"Nothing like coffee when your cork's pulled," he rambled on, sloshing round the last of the coffee in the bottom of the cup. "It beats whisky, but now that I've had the coffee I don't care if I do. Got a bottle tucked away somewhere, li'l girl?"
She was still unable to speak. Her mouth had an odd, cottony feeling. She shook her head in reply to his question.
"Is that so?" he said in the chatty tone he had been using. "I guess maybe you're mistaken."
He set the cup down on the table, reached down and twisted his fingers into her hair. With a yank that brought the tears springing to her eyes, he said:
"About that bottle now—ain't you a mite mistaken? What's the matter? Cat got your tongue?"
Again he pulled her hair, pulled it till the tears ran down her cheeks, and she moaned and cried in purest agony.
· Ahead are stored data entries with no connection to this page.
PR #209, opened 2024-05-09
STABI-128 - Support Coingecko Prices

cryptomatictrader:
Added Coingecko as the fallback support in /tokens/prices endpoint. In case the chain pricing source is unavailable for any reason, SQS will fallback to using Coingecko as the pricing source.

There is a new parameter in /token/prices called "pricingSource". Possible values are 0 and 1. Default is 0 which represents the chain pricing source and 1 represents the Coingecko pricing source.


tokens/usecase/pricing/coingecko/pricing_coingecko.go
```diff
@@ -0,0 +1,132 @@
...
+	"github.com/osmosis-labs/sqs/domain"
+	"github.com/osmosis-labs/sqs/domain/cache"
+	"github.com/osmosis-labs/sqs/domain/mvc"
+	"github.com/prometheus/client_golang/prometheus"
+)
+
+var (
+	cacheHitsCounter = prometheus.NewCounterVec(
+		prometheus.CounterOpts{
+			Name: "sqs_pricing_cache_hits_total",
```
p0mvn: Let's name this as `sqs_pricing_coingecko_cache_hits_total` to not overlap with the chain hits

tokens/usecase/pricing/coingecko/pricing_coingecko.go
```diff
@@ -0,0 +1,132 @@
...
+			Help: "Total number of pricing cache hits",
+		},
+		[]string{"base", "quote"},
+	)
+	cacheMissesCounter = prometheus.NewCounterVec(
+		prometheus.CounterOpts{
+			Name: "sqs_pricing_cache_misses_total",
```
p0mvn: Similar suggestion

tokens/usecase/tokens_usecase.go
```diff
@@ -246,8 +253,18 @@ func (t *tokensUseCase) getPricesForBaseDenom(ctx context.Context, baseDenom str
...
+			var err error
+			price, err = pricingStrategy.GetPrice(ctx, baseDenom, quoteDenom, pricingOptions...)
+			if err != nil { // Check if we should fallback to another pricing source
+				fallbackSourceType := pricingStrategy.ShouldFallback(quoteDenom)
+				if fallbackSourceType != domain.NoneSourceType {
+					fallbackPricingStrategy, ok := t.pricingStrategyMap[fallbackSourceType]
+					if ok {
+						price, err = fallbackPricingStrategy.GetPrice(ctx, baseDenom, quoteDenom, pricingOptions...)
+					}
+				}
```
p0mvn: Could we add a metric or a log here so that we can track which pairs require falling back?

tokens/usecase/tokens_usecase.go
```diff
@@ -371,3 +389,22 @@ func (t *tokensUseCase) IsValidChainDenom(chainDenom string) bool {
...
 }
+
+// IsValidPricingSource implements mvc.TokensUsecase.
+func (t *tokensUseCase) IsValidPricingSource(pricingSource int) bool {
+	switch domain.PricingSourceType(pricingSource) {
+	case domain.ChainPricingSourceType, domain.CoinGeckoPricingSourceType:
+		return true
+	default:
+		return false
+	}
```
p0mvn: nit:

```suggestion
    pricingSourceType := domain.PricingSourceType(pricingSource)
    return  pricingSourceType == domain.ChainPricingSourceType || pricingSourceType == domain.CoinGeckoPricingSourceType
```

tokens/usecase/tokens_usecase.go
```diff
@@ -371,3 +389,22 @@ func (t *tokensUseCase) IsValidChainDenom(chainDenom string) bool {
...
+}
+
+// Get Coingecko ID by chain denom
```
p0mvn: nit: for style consistency
```suggestion
// GetCoingeckoIdByChainDenom gets Coingecko ID by chain denom
```

tokens/usecase/tokens_usecase.go
p0mvn: Let's try to cover this with a test case. We can do so by creating a mock of `PricingSource` and setting up the mock as to force fallback.

See example of how these mocks are used:
https://github.com/osmosis-labs/sqs/tree/v24.x/domain/mocks

We can do this similarly

domain/pricing.go
```diff
@@ -32,6 +33,9 @@ type PricingSource interface {
 	// InitializeCache initialize the cache for the pricing source to a given value.
 	// Panics if cache is already set.
 	InitializeCache(*cache.Cache)
+
+	// ShouldFallback determins what pricing source should be fallen back to in case this pricing source fails
+	ShouldFallback(quoteDenom string) PricingSourceType
```
p0mvn: nit: would it make sense naming this as `GetFallBackStrategy` for readability? I would expect something that starts with `Should` to output a boolean

tokens/usecase/pricing/chain/pricing_chain.go
```diff
@@ -255,3 +255,12 @@ func (c *chainPricing) computePrice(ctx context.Context, baseDenom string, quote
 func (c *chainPricing) InitializeCache(cache *cache.Cache) {
 	c.cache = cache
 }
+
+// Check this strategy allow falling back to another pricing source
```
p0mvn: Recommending for consistency. Whenever we define a method spec on an interface, let's aim to refer to interface directly to avoid fragmenting the context and making it go out-of-date or sync
```suggestion
// ShouldFallback implements pricing.PricingSource
```

domain/mvc/tokens.go
```diff
@@ -40,4 +40,10 @@ type TokensUsecase interface {
 	RegisterPricingStrategy(source domain.PricingSourceType, strategy domain.PricingSource)
 
 	IsValidChainDenom(chainDenom string) bool
+
+	// Check if the pricing source is a valid one
```
p0mvn: nit: I know we have some specs missed above but would still be good to continue working towards maximizing consistency
```suggestion
	// IsValidPricingSource check if the pricing source is a valid one
```

domain/mvc/tokens.go
```diff
@@ -40,4 +40,10 @@ type TokensUsecase interface {
...
+	IsValidPricingSource(pricingSource int) bool
+
+	// Get the Coingecko ID by chain denom
```
p0mvn: ditto:
```suggestion
	// GetCoingeckoIdByChainDenom get the Coingecko ID by chain denom
```

domain/tokens.go
```diff
@@ -7,5 +7,6 @@ type Token struct {
 	// Precision is the precision of the token.
 	Precision int `json:"precision"`
 	// IsUnlisted is true if the token is unlisted.
-	IsUnlisted bool `json:"is_unlisted"`
+	IsUnlisted  bool   `json:"is_unlisted"`
+	CoingeckoID string `json:"coingecko_id"`
```
p0mvn:
```suggestion
        // CoingeckoID the internal ID of this token used by CoinGecko
	CoingeckoID string `json:"coingecko_id"`
```

tokens/delivery/http/tokens_delivery.go
```diff
@@ -123,11 +123,15 @@ func (a *TokensHandler) GetMetadata(c echo.Context) (err error) {
 }
 
 // @Summary Get prices
-// @Description Given a list of base denominations, returns the spot price with a system-configured quote denomination.
+// @Description Given a list of base denominations, this endpoint returns the spot price with a system-configured quote denomination.
+// If the pricing source is set to "chain" (0), it will first check the **chain** pricing cache for the price quote. If it exists, it will return it. Otherwise, it will compute the pricing using block data received from the Osmosis node and store it in the cache with an expiration time specified in the config.json file.
+// If the pricing source is set to "coingecko" (1), a similar pattern applies. It will look for the price quote in the **coingecko** pricing cache. If it exists, it will return it. Otherwise, it will fetch the price from the Coingecko API endpoint and store it in the cache with an expiration time specified in the config.json file.
+// If the token price is not available in the chain pricing source, it will fallback to the Coingecko pricing source if the quote denomination (human or chain) is USDC.
```
p0mvn: This is not quite accurate for chain pricing.

With chain pricing and system-configured quote denomination, we pre-compute prices in the background by detecting tokens that were updated within a block.

As a result, we never expire their TTL.

Since we do not expose the ability for specifying quote denoms, this is the only possible behavior today

tokens/delivery/http/tokens_delivery.go
```diff
@@ -163,11 +171,18 @@ func (a *TokensHandler) GetPrices(c echo.Context) (err error) {
 		}
 	}
 
-	prices, err := a.TUsecase.GetPrices(ctx, baseDenoms, []string{defaultQuoteChainDenom}, domain.ChainPricingSourceType)
+	// Check if pricingSource param is valid
+	pricingSourceInt, err := strconv.Atoi(c.QueryParam("pricingSource"))
```
p0mvn: Could we do stricter validation here?

For example, if a user tries to provide a type but misconfigures due to a typo, we should fail the request.

So I see the following cases:
- "" -> chain source
- 0 -> chain source
- 1 -> coingecko source
- anything else -> error

tokens/usecase/pricing/coingecko/pricing_coingecko.go
```diff
@@ -0,0 +1,132 @@
...
+		cache:         cache.New(),
+		cacheExpiryNs: time.Duration(config.CacheExpiryMs) * time.Millisecond,
+		quoteCurrency: config.CoingeckoQuoteCurrency,
+		coingeckoUrl:  config.CoingeckoUrl,
+	}
+}
+
+// GetPrice implements pricing.PricingStrategy.
+// quoteDenom is ignored as it uses always coingecko-quote-currency in config.json
+func (c *coingeckoPricing) GetPrice(ctx context.Context, baseDenom string, quoteDenom string, opts ...domain.PricingOption) (osmomath.BigDec, error) {
```
p0mvn, line 90: Could we add a functional style test into CI that is controlled by an environment variable to find all listed tokens as defined by [mainnetState.Tokens](https://github.com/osmosis-labs/sqs/blob/db614d1d38a3d02661a41312866557748ff89a3c/tokens/usecase/pricing/worker/pricing_worker_test.go#L161) that are unsupported in coingecko pricing?

Please see the following example:
https://github.com/osmosis-labs/sqs/blob/db614d1d38a3d02661a41312866557748ff89a3c/tokens/usecase/pricing/worker/pricing_worker_test.go#L146-L150

tokens/usecase/tokens_usecase.go
```diff
@@ -246,8 +253,18 @@ func (t *tokensUseCase) getPricesForBaseDenom(ctx context.Context, baseDenom str
 		wg.Add(1)
 		go func(baseDenom, quoteDenom string) {
 			defer wg.Done()
-
-			price, err := pricingStrategy.GetPrice(ctx, baseDenom, quoteDenom, pricingOptions...)
+			var price osmomath.BigDec
+			var err error
+			price, err = pricingStrategy.GetPrice(ctx, baseDenom, quoteDenom, pricingOptions...)
```
p0mvn, line 249: We should also add a unit test for `tokensUseCase.GetPrices(...)` where we specify coingecko pricing option (not fallback but directly) and confirm the right pricing source being called via mocks

p0mvn (commented):
Nice work!

The high-level logic LGTM.

The core of my recommendations is centered on:
- Suggesting test cases
- Stylistic suggestions for consistency

We should also lint the PR with:
```
golangci-lint run --fix
```

tokens/delivery/http/tokens_delivery.go
p0mvn: https://github.com/osmosis-labs/sqs/blob/de34d172f95b221217967799f233c52181cfa07e/README.md#pricing

Added some documentation on this ^

In this PR: https://github.com/osmosis-labs/sqs/pull/214

jonator:
@cryptomatictrader this is great. This means we can remove our own fallback for calculating prices from pool routes on our edge network?

https://github.com/osmosis-labs/osmosis-frontend/blob/028b374f7162952c8285e3d6a507847c6f42819b/packages/server/src/queries/complex/assets/price/providers/sidecar.ts#L30

cryptomatictrader:
@p0mvn , I've updated the ``tokens.json`` by running ``make sqs-update-mainnet-state`` and checked in the ``tokens.json`` only but still it breaks two existing test cases. I will talk to you and I think it's an easy fix.

@jonator , yes! What's the best way to test that out in dev before we push to stage? Maybe we push to dev.osmosis.zone and do some pair?

app/sqs_config.go
```diff
@@ -43,8 +43,10 @@ var DefaultConfig = domain.Config{
...
 		DefaultQuoteHumanDenom: "usdc",
 
-		MaxPoolsPerRoute: 4,
-		MaxRoutes:        5,
-		MinOSMOLiquidity: 50,
+		MaxPoolsPerRoute:       4,
+		MaxRoutes:              5,
+		MinOSMOLiquidity:       50,
+		CoingeckoUrl:           "https://prices.osmosis.zone/api/v3/simple/price",
+		CoingeckoQuoteCurrency: "usd",
```
p0mvn, line 50: Prior to merge, let's make sure that our config templating and infrastructure repo is updated to be able to deploy the new values correctly.

We will need some modifications in the following areas:
- https://github.com/osmosis-labs/infrastructure/blob/e78fbf64adb95a9fcbc421b76b6afeb68d1d1200/environments/sqs-osmosis-zone/ansible/roles/prepare_local_folder/templates/sqs/config.json.j2
- https://github.com/osmosis-labs/infrastructure/blob/e78fbf64adb95a9fcbc421b76b6afeb68d1d1200/environments/sqs-osmosis-zone/environments/stage/ansible/vars/sqs.yaml

Once ready for production, we will also need to update this:
- https://github.com/osmosis-labs/infrastructure/blob/e78fbf64adb95a9fcbc421b76b6afeb68d1d1200/environments/sqs-osmosis-zone/environments/prod/ansible/vars/sqs.yaml

p0mvn, line 50: Could we also update `config_testnet.json` with the new values?

domain/pricing.go
```diff
@@ -19,6 +19,7 @@ const (
 	// CoinGeckoPricingSourceType defines the pricing source
 	// that calls CoinGecko API.
 	CoinGeckoPricingSourceType
+	NoneSourceType
```
p0mvn: Should we instead make `NoneSourceType` as the first element or explicitly set it to -1?

The problem with the current approach is that if we keep adding more types in the future and placing them before `NoneSourceType` in the enum, the value of `NoneSourceType` will keep increasing with every addition, potentially leading to breaking changes.

router/usecase/routertesting/suite.go
```diff
@@ -344,6 +346,12 @@ func (s *RouterTestHelper) SetupRouterAndPoolsUsecase(mainnetState MockMainnetSt
 
 	tokensUsecase.RegisterPricingStrategy(domain.ChainPricingSourceType, pricingSource)
 
+	// Set up Coingecko pricing strategy
+	options.PricingConfig.DefaultSource = domain.CoinGeckoPricingSourceType
+	coingeckoPricingSource, err := pricing.NewPricingStrategy(options.PricingConfig, tokensUsecase, routerUsecase)
```
p0mvn: Should we instead be registering a mock coingecko pricing strategy?

Otherwise, our unit tests may start making network requests which is not ideal, leading to flakiness and increased latency

tokens/delivery/http/tokens_delivery.go
```diff
@@ -123,11 +123,16 @@ func (a *TokensHandler) GetMetadata(c echo.Context) (err error) {
 }
 
 // @Summary Get prices
-// @Description Given a list of base denominations, returns the spot price with a system-configured quote denomination.
+// @Description Given a list of base denominations, this endpoint returns the spot price with a system-configured quote denomination.
+// If the pricing source is set to "chain" (0), it will first check the **chain** pricing cache for the price quote. If it exists, it will return it. Otherwise, it will compute the pricing on-demand if the quote is non-usdc.
+// If the pricing source is set to "coingecko" (1), it will look for the price quote in the **coingecko** pricing cache. If it exists, it will return it. Otherwise, it will fetch the price from the Coingecko API endpoint and store it in the cache with an expiration time specified in the config.json file.
+// If the token price is not available from the chain pricing source for any reason, it will fallback to the Coingecko pricing source if the quote denomination (human or chain) is usdc.
+// See also: https://github.com/osmosis-labs/sqs/blob/de34d172f95b221217967799f233c52181cfa07e/README.md#pricing
```
p0mvn, line 130: Nice! Could you please also extend the CoinGecko section documentation here:
https://github.com/osmosis-labs/sqs/blob/v24.x/README.md#coingecko

In a subsequent effort, I propose we move some of this detail under `docs/architecture/pricing.md` to avoid having the README grow out of control.

Instead, we can link specific documents(such as `pricing.md`) from the top level README

tokens/delivery/http/tokens_delivery.go
```diff
@@ -163,11 +172,23 @@ func (a *TokensHandler) GetPrices(c echo.Context) (err error) {
...
+	pricingSourceParam := c.QueryParam("pricingSource")
+	if pricingSourceParam == "" {
+		pricingSource = domain.ChainPricingSourceType
+	} else {
+		pricingSourceInt, err := strconv.Atoi(pricingSourceParam)
+		if err != nil || !a.TUsecase.IsValidPricingSource(pricingSourceInt) {
+			return c.JSON(http.StatusBadRequest, domain.ResponseError{Message: fmt.Sprintf("invalid pricing source: %s", pricingSourceParam)})
+		}
+		pricingSource = domain.PricingSourceType(pricingSourceInt)
+	}
```
p0mvn:
```suggestion
	if pricingSourceParam == "" {
	         // By default, if no source is explicitly provided, we use a chain pricing source. 
		pricingSource = domain.ChainPricingSourceType
	} else {
	        // Otherwise, we attempt to parse the given pricing source.
		pricingSourceInt, err := strconv.Atoi(pricingSourceParam)
		if err != nil || !a.TUsecase.IsValidPricingSource(pricingSourceInt) {
			return c.JSON(http.StatusBadRequest, domain.ResponseError{Message: fmt.Sprintf("invalid pricing source: %s", pricingSourceParam)})
		}
		pricingSource = domain.PricingSourceType(pricingSourceInt)
	}
```

tokens/usecase/pricing/chain/pricing_chain.go
```diff
@@ -253,3 +253,12 @@ func (c *chainPricing) computePrice(ctx context.Context, baseDenom string, quote
...
 }
+
+// GetFallbackStrategy implements pricing.PricingSource
+func (c *chainPricing) GetFallbackStrategy(quoteDenom string) domain.PricingSourceType {
+	if quoteDenom == c.defaultQuoteDenom {
+		return domain.CoinGeckoPricingSourceType
+	} else {
+		return domain.NoneSourceType
+	}
+}
```
p0mvn, line 283: Nice

tokens/usecase/pricing/coingecko/pricing_coingecko_test.go
```diff
@@ -0,0 +1,67 @@
...
+}
+
+var (
+	defaultRouterConfig  = routertesting.DefaultRouterConfig
+	defaultPricingConfig = routertesting.DefaultPricingConfig
+)
+
+func (suite *CoingeckoPricingTestSuite) BeforeTest(suiteName, testName string) {
+	// Run some code before each test
+}
```
p0mvn: We can ignore this if setup is not needed
```suggestion
```

tokens/usecase/tokens_usecase_test.go
```diff
@@ -135,6 +142,21 @@ func (s *TokensUseCaseTestSuite) TestParseExponents_Testnet() {
 	s.Require().Equal(defaultCosmosExponent, osmoToken.Precision)
 }
 
+func (s *TokensUseCaseTestSuite) TestGetPrices_Coingecko() {
```
p0mvn, line 147: Do you mind adding a short comment summary, specifying what this test aims to validate?

tokens/usecase/tokens_usecase_test.go
```diff
@@ -135,6 +142,21 @@ func (s *TokensUseCaseTestSuite) TestParseExponents_Testnet() {
...
+	// Set up mainnet mock state.
+	mainnetUsecase := s.SetupDefaultRouterAndPoolsUsecase()
+	prices, err := mainnetUsecase.Tokens.GetPrices(context.Background(), routertesting.MainnetDenoms, []string{USDC}, domain.CoinGeckoPricingSourceType)
```
p0mvn, line 150: I would like to note that this test is making network requests to Coingecko. Instead, we should monkey-patch a mock function that would simulate the interaction with Coingecko.

It would be challenging to relay in words what I mean so I did a quick demo here:
https://github.com/osmosis-labs/sqs/pull/218

Please let me know if you have any questions - we can discuss during data sync tomorrow

p0mvn (commented):
Nice work! Had some follow-up comments

p0mvn:
> @p0mvn , I've updated the `tokens.json` by running `make sqs-update-mainnet-state` and checked in the `tokens.json` only but still it breaks two existing test cases. I will talk to you and I think it's an easy fix.
> 
> @jonator , yes! What's the best way to test that out in dev before we push to stage? Maybe we push to dev.osmosis.zone and do some pair?

Sounds great.

For testing/deployment, let's:
- Address any remaining comments and get this approved
- Update stage configs in the infrastructure repository
- Merge the PR
- Manually test https://dev.osmosis.zone/
- Request QA of https://dev.osmosis.zone/ in #eng-qa, specifying the context around what has changed and testing suggestions

Look forward to seeing this change live soon!

cryptomatictrader:
Thanks a lot! All good comments and tips. I'll work on them 👍

app/sqs_config.go
cryptomatictrader: Pull request created https://github.com/osmosis-labs/infrastructure/pull/243

cryptomatictrader: Done

domain/pricing.go
cryptomatictrader: I'll explicitly set `NoneSourceType` to `-1` and place it at the end, so that `ChainPricingSourceType` always stays at `0`, `CoinGeckoPricingSourceType` stays at `1`, and if we have more pricing sources in future, they will be 2, 3, 4...

tokens/delivery/http/tokens_delivery.go
cryptomatictrader: Thanks for the comment suggestion.

tokens/usecase/tokens_usecase_test.go
cryptomatictrader: Done

tokens/delivery/http/tokens_delivery.go
cryptomatictrader: @p0mvn , can you share me the link to pricing.md ? I don't seem to find it in https://github.com/osmosis-labs/docs/tree/main Thanks!

tokens/usecase/pricing/coingecko/pricing_coingecko.go
```diff
@@ -0,0 +1,168 @@
...
+		},
+		[]string{"base", "quote"},
+	)
+)
+
+// CoingeckoPriceGetterFn is a function type that fetches the price of a token from Coingecko.
+// We monkey-patch this function for testing purposes.
+type CoingeckoPriceGetterFn func(ctx context.Context, baseDenom string, coingeckoId string) (osmomath.BigDec, error)
+
+// DefaultCoingeckoPriceGetter is the default implementation of CoingeckoPriceGetterFn, which invokes GetPriceByCoingeckoId.
```
p0mvn:
```suggestion
// DefaultCoingeckoPriceGetter represents a placeholder for the default implementation of CoingeckoPriceGetterFn, which invokes GetPriceByCoingeckoId method that is defined on coingeckoPricing.
```

tokens/usecase/pricing/coingecko/pricing_coingecko.go
```diff
@@ -0,0 +1,168 @@
...
+var DefaultCoingeckoPriceGetter CoingeckoPriceGetterFn = nil
+
+// MockCoingeckoPriceGetter is a mock implementation of CoingeckoPriceGetterFn, which returns a fixed price of 1.
+var MockCoingeckoPriceGetter CoingeckoPriceGetterFn = func(ctx context.Context, baseDenom, coingeckoId string) (osmomath.BigDec, error) {
+	if coingeckoId == "" {
+		return osmomath.NewBigDec(0), nil
+	} else {
+		return osmomath.NewBigDec(1), nil
+	}
+}
```
p0mvn: nit: let's move mock to a test file?

tokens/usecase/pricing/coingecko/pricing_coingecko.go
```diff
@@ -0,0 +1,168 @@
...
+// We monkey-patch this function for testing purposes.
+type CoingeckoPriceGetterFn func(ctx context.Context, baseDenom string, coingeckoId string) (osmomath.BigDec, error)
+
+// DefaultCoingeckoPriceGetter is the default implementation of CoingeckoPriceGetterFn, which invokes GetPriceByCoingeckoId.
+var DefaultCoingeckoPriceGetter CoingeckoPriceGetterFn = nil
+
+// MockCoingeckoPriceGetter is a mock implementation of CoingeckoPriceGetterFn, which returns a fixed price of 1.
+var MockCoingeckoPriceGetter CoingeckoPriceGetterFn = func(ctx context.Context, baseDenom, coingeckoId string) (osmomath.BigDec, error) {
+	if coingeckoId == "" {
+		return osmomath.NewBigDec(0), nil
```
p0mvn: nit: if we don't expect the results to be modified let's aim to define `osmomath` constants in the global space. These types take minor overhead for the initialization of internal buffers.

While negligible individually, these may add meaningful overhead to test times when accumulated

tokens/usecase/pricing/coingecko/pricing_coingecko.go
```diff
@@ -0,0 +1,168 @@
...
+		// Set the custom price getter function (useful for testing purposes)
+		coingeckoPricing.priceGetterFn = coingeckoPriceGetterFn
+	}
+
+	return coingeckoPricing
+}
+
+// GetPrice implements pricing.PricingStrategy.
+// quoteDenom is ignored as it uses always coingecko-quote-currency in config.json
+func (c *coingeckoPricing) GetPrice(ctx context.Context, baseDenom string, quoteDenom string, opts ...domain.PricingOption) (osmomath.BigDec, error) {
```
p0mvn, line 90: Using the mocking infrastructure that was just integrated, would it be possible to add more table-driven unit-tests that maximize all of the edge case coverage while treating this function as a black box?

For example, covering the fact that `quoteDenom` is ignored via a table-driven unit test case.

I know that we already have a higher-level test in `tokensUseCase` but I think that also having a stricter test at a lower level of abstraction would pay off in the long term

tokens/usecase/pricing/pricing.go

"C'mon!" directed Dan Slike. "Quit your bluffin', you triflin' hussy! You ain't hurt a-tall. And I can't stay here all night while you sit on the floor and beller. Stand up on your two legs and bring me that bottle. And no monkey business either. Say, have you got a six-shooter? Answer me, have you?"
"No! No! I haven't! I haven't another gun." She told him this lie in such a heart-breaking tone that he was constrained to believe her.
"I'll have to take your word for it," he grumbled. "But you remember, girl, the first false move you make with a knife or anything else, I'll blow you apart. Damn you, get up!"
With which he gave her hair such a terrific twist that the exquisite pain expelled all her initial fear of him, and she leaped at him like a wildcat, her nails curving at his eyes.